- Your goal
With both ends included, repeat exactly the lines of the entries below from the one containing "PR #170, opened 2022-04-12" down to the one containing "of just pressing-and-holding", and no others.

Stored data
::::::

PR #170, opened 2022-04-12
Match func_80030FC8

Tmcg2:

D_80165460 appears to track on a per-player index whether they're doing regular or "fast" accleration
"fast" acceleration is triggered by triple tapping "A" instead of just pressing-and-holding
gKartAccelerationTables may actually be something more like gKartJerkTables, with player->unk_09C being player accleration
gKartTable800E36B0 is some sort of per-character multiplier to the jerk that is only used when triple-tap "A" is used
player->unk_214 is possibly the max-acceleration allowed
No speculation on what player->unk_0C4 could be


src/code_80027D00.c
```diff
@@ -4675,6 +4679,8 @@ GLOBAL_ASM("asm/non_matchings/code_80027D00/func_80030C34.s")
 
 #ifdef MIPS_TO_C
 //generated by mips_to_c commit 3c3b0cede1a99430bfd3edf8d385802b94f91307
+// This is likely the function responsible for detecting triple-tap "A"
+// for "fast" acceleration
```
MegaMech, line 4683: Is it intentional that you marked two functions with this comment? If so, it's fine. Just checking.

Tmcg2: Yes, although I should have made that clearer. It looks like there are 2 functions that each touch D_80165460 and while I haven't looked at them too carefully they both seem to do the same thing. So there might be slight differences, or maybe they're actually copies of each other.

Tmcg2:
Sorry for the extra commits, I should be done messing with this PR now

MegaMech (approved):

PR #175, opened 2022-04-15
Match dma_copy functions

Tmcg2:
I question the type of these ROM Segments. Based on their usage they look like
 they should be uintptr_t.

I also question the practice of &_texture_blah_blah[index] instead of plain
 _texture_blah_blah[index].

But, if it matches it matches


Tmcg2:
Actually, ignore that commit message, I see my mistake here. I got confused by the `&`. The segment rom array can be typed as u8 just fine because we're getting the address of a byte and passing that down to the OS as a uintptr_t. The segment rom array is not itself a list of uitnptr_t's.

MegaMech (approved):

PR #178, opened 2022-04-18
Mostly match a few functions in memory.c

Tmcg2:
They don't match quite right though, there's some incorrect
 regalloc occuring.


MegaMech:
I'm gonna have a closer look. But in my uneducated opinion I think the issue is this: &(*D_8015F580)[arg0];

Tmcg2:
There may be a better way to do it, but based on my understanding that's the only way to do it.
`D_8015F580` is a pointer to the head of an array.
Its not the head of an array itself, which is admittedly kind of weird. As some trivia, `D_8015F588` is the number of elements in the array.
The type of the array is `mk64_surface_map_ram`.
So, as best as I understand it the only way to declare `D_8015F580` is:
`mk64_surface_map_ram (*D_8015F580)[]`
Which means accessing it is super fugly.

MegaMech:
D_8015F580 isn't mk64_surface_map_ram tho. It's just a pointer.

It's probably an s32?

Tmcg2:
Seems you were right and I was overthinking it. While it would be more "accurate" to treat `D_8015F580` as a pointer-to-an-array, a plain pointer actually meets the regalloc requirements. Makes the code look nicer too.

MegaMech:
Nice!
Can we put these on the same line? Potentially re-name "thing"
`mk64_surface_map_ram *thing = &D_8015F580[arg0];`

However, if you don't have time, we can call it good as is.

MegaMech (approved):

::::::

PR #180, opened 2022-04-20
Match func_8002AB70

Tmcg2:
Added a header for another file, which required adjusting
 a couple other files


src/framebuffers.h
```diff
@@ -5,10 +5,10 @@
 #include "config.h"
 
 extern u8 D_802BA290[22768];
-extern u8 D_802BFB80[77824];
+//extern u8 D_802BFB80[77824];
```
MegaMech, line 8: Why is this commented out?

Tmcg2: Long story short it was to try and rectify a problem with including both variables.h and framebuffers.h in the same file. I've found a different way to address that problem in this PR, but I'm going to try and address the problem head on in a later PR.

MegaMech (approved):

::::::

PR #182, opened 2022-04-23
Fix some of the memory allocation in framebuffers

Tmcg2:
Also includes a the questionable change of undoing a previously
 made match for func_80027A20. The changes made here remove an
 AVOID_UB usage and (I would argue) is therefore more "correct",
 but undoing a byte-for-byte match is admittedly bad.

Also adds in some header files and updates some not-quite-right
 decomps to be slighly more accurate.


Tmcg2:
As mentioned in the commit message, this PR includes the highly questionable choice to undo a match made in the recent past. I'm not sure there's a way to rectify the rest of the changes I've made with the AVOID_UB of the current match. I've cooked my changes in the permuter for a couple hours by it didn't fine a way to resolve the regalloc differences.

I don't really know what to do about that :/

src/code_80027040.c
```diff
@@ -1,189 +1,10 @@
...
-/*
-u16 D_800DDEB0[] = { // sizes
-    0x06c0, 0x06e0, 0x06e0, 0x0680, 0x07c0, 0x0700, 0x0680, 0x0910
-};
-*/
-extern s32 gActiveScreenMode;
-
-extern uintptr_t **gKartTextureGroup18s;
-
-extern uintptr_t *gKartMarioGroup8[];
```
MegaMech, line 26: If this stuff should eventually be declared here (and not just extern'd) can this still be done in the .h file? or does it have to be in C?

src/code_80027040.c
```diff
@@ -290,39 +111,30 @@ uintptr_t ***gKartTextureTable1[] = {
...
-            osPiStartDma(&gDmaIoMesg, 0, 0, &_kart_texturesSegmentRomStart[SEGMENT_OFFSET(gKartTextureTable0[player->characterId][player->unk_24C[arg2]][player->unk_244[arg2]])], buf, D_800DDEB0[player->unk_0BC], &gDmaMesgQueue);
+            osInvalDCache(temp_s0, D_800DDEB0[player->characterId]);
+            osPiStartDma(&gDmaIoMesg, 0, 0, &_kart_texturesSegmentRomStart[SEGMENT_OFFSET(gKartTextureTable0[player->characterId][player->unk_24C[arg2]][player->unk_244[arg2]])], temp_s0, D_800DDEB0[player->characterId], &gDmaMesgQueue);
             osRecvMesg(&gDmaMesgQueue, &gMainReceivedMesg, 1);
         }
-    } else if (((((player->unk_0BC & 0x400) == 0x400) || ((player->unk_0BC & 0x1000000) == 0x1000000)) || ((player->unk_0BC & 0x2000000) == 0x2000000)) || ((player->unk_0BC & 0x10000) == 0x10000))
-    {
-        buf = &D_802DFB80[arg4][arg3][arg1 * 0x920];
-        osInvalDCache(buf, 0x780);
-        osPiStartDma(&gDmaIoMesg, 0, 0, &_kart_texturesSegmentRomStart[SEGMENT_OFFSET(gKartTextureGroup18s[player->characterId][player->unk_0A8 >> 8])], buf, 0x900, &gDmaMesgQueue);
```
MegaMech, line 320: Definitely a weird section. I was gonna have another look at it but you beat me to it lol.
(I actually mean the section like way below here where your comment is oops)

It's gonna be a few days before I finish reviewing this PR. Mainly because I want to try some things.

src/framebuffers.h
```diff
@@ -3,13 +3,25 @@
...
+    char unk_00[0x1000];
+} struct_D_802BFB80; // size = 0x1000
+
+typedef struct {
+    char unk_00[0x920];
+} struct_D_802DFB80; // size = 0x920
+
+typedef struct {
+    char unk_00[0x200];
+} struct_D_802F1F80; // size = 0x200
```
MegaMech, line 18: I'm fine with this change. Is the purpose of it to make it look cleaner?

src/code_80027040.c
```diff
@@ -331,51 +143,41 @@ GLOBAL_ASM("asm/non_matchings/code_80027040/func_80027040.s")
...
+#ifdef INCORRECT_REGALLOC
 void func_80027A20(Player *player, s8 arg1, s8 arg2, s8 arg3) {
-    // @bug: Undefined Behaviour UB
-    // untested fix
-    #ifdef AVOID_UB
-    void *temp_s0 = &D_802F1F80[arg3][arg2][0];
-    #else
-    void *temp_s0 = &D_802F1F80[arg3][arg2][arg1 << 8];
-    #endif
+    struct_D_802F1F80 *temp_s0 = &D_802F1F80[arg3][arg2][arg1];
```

::::::

- Solution below
PR #170, opened 2022-04-12
Match func_80030FC8

Tmcg2:

D_80165460 appears to track on a per-player index whether they're doing regular or "fast" accleration
"fast" acceleration is triggered by triple tapping "A" instead of just pressing-and-holding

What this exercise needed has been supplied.